Enforcement lawyers “join the exam team during the entrance meeting in an effort to meet the leadership of the institution,” Antonakes said.
“They are not engaged on site in the normal course of the exam,” he said. “The examiners are communicating with enforcement lawyers during the course of the exam, but their presence is not meant to signal an enforcement approach versus supervision approach .The enforcement lawyers are not rolling up their sleeves with the exam team day in and day out – that’s not the model at all.”
But many industry observers said the practice has made banks more distrustful of the CFPB’s motivations.
“None of the other federal banking agencies have ever done it,” Kaplinsky said. “I don’t think it’s a good thing.

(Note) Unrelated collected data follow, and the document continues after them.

PR #264, opened 2016-02-29
Bump Casbah so that we work with MongoDB 3.2.1

sihil:
compose.io provides MongoDB 3.2.1 so the libraries we use must be compatible with that version. We're bumping to the latest version of Casbah as there is no reason to do otherwise.

### DIFF
--- a/riff-raff/build.sbt
+++ b/riff-raff/build.sbt
@@ -6,8 +6,6 @@ resolvers ++= Seq(
     "Typesafe Releases" at "http://repo.typesafe.com/typesafe/releases/"
 )
 
-ivyScala := ivyScala.value map { _.copy(overrideScalaVersion = true) }
-
 libraryDependencies ++= Seq(
   "com.gu" %% "management-play" % guardianManagementPlayVersion exclude("javassist", "javassist"), // http://code.google.com/p/reflections/issues/detail?id=140
   "com.gu" %% "management-logback" % guardianManagementVersion,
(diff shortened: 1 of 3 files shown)


riff-raff/build.sbt
```diff
@@ -6,13 +6,15 @@ resolvers ++= Seq(
     "Typesafe Releases" at "http://repo.typesafe.com/typesafe/releases/"
 )
 
+ivyScala := ivyScala.value map { _.copy(overrideScalaVersion = true) }
```
philwills: What's this?

philwills:
Otherwise +1

riff-raff/build.sbt
sihil: Good question. I've added it because a warning told me to :grimacing:.

I think the reason for the warning is that different libraries try to pull in different versions of scala and this overrides that. There might be a better approach, but a search of guardian repos showed this was common practice.

philwills: A quick Google suggests it's down to https://github.com/guardian/riff-raff/blob/sh-bump-casbah/build.sbt#L3

We should try bumping that to 2.11.7 and getting rid of this.

sihil: Ah - that does seem to work. So it's only when you pull in a library that is using a newer scala than your build. That makes it eminently fixable. It's not a great warning message. I avoided adding it for ages, but then I saw [others were using it](https://github.com/search?utf8=%E2%9C%93&q=ivyScala+user%3Aguardian&type=Code&ref=searchresults) and figured I'd join them (just realised that most of those are my own team).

It puts a chilling effect on the exam process.”
Barefoot agrees.
“There are definitely banks lawyering up in the exam process,” she said. “If banks start hiding their problem, the system isn’t going to function.”
The tension speaks to a larger concern the banking industry has over what type of agency the CFPB will be. So far, it has been squarely focused on meeting statutory deadlines, including issuing proposals on mortgage disclosures and student loans, as well as studying issues like arbitration and overdraft fees.
In other words, it’s been primarily working on the regulation side of its mandate. But – particularly since Cordray is a former Ohio attorney general – the industry fears the CFPB will become an agency that regulates by enforcement orders.
“As the agency finds its footing, there will be a struggle with whether it should be an enforcement agency or a regulatory agency,” said Vartanian. “There are two ways to effectively create the law as a regulator – one is to write regulations and enforce them. The other is to just bring the enforcement actions you want to bring – and that will make the law.”
So far, industry observers praise Cordray for avoiding the latter approach.
“He did not meet the assumption that he would approach the role as an enforcement attorney and former state AG,” said Barefoot. “Clearly he’s taken a broad approach; they haven’t brought any enforcement actions.”
But those actions are coming – and likely soon.
“There will be enforcement at this agency,” said Cordray. “Timing is not easy to calibrate. Things ripen on their own. But once we start, it will be a steady stream of things.”
Still, Cordray said it’s just one tool the agency will use. He said the agency is not out to get banks on small issues, but instead focused on products and practices that truly harm consumers.
“One of the things I’ve tried to stress both to our folks and externally: we are not going to go out and try and nickel and dime people on things that are in the gray area,” he said. “We have many, many institutions that we need to clean up their practices. So we are not going to be out there playing gotcha with people on technical issues.”
The industry is anxiously awaiting to see which the CFPB will hit first: banks or nonbanks. There are likely more bank actions in the pipeline already, given that the agency inherited some from the other federal agencies.
Some predict the agency will act before the election, in part because President Obama has made the creation of the CFPB a critical part of his accomplishments during his first term.
“We still expect enforcement actions against banks and nonbanks before the election,” said Richard Hunt, the president of the Consumer Bankers Association. “I hope I’m proven wrong.”
But Cordray is quick to dismiss political motivations.
“Election cycles are going to come and go. They are always going to come and go every 2 years, not just every 4 years,” he said. “That can’t really affect our work.”
To him, the driving force is ensuring that the CFPB stays true to its mission – protecting consumers.
“One of the things that we’ve been working very hard to do – and I do think we are doing well on it, but it’s not a job that is never done – is trying to attack that problem [of regulatory capture] by building into this agency a direct relationship with consumers across the country,” he said. “What they tell us, what they bring to us, really informs the work that we do.”